Yet national character remained far from fixed.  During the Second World War, the Little Man view came under attack.  It was not that critics necessarily disliked the Little Man, but rather that this "quintessentially English" characteristic caused people to be absorbed in home life and kept them "pottering in the garden" when they should have been tuned into world events.  As A. J. Cummings wrote of his countrymen: "they were prepared to present half the world to Herr Hitler on a silver salver if only he would leave them to their own agreeable and prosperous devices, to their motor cars, their cinemas, their bungalows, their holidays at the seaside, their multiple shops, to all the congenial paraphernalia of a thriving and developing trade" (p. 185).  Even during Britain's darkest hour, however, not everybody could begrudge the English national character.  Yes, they were asleep at the wheel during the 1930s, but once the crisis was on, the English rose to the occasion.  This ability to face adversity was soon integrated into the national character.

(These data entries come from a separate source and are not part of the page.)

PR #790, opened 2015-06-25
do not trace hyperbahn advertise

Raynos:
Tracing the hyperbahn advertise can cause cascading failures
if there is something wrong with tcollector.

We need hyperbahn advertise to always work no matter what so
it is simply less risky to turn tracing off

r: @rf @shannili

cc: @junchaowu @prashantv We should turn tracing off for hyperbahn
advertise in python & go as well.

### DIFF
--- a/node/hyperbahn/handler.js
+++ b/node/hyperbahn/handler.js
@@ -157,6 +157,7 @@ function sendAdvertise(services, options, callback) {
     }
 
     options.serviceName = 'hyperbahn';
+    options.trace = false;
     options.hasNoParent = true;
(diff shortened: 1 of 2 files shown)


ShanniLi:
:+1:

anson627:
what about tchannel? the top tchannel has to set trace to true, which is annoying.

junchaowu:
it's already off in python. (done)

Raynos:
@anson627 the top channel needs tracing; tracing is on by default except for opt-out exceptions.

After the war, the English celebrated their character at the Festival of Britain and looked forward to a return to normalcy--but normalcy did not last.  The splintering of popular culture during the 1960s, the economic troubles of the 1970s, and Margaret Thatcher's failure to reignite belief in the national character all served to undermine the idea.  For many, England was best exemplified by the past.  Heritage centers and museums sprung up everywhere, prompting some to wonder whether England was about to become little more than a heritage museum.  English national character seemed quaint, hardly indicative of a people who were more diverse than ever before.

While too recent for inclusion in Mandler's book, Gordon Brown's effort to develop a "'statement of values' defining what it means to be British" represents only the latest stage in this long-running dialogue.  In an age of "England after Character," (pp. 196-242) Mandler's readers should be little surprised that the government faces a difficult road toward finding such a statement.  In an age of speedy communication and transportation, emigration and diversity, the concept of English national character today inspires little more than cynicism.  For example, _Times of London_ readers replied to a motto-writing contest with phrases such as "Dipso, Fatso, Bingo, Asbo, Tesco," "Once Mighty Empire, Slightly Used," "We Apologize for the Inconvenience," and, most popular of all, "No Motto Please, We're British."  Evidently the latest debate about national character is whether it is desirable to attempt any definition of that character at all.  As one motto-writer put it, "this idea of a statement of Britishness; I cannot think of anything less British than that."[2] If Mandler's book suggests anything about what to expect in the future, however, it is that the debate about character will continue, even if cynicism about character represents the new character.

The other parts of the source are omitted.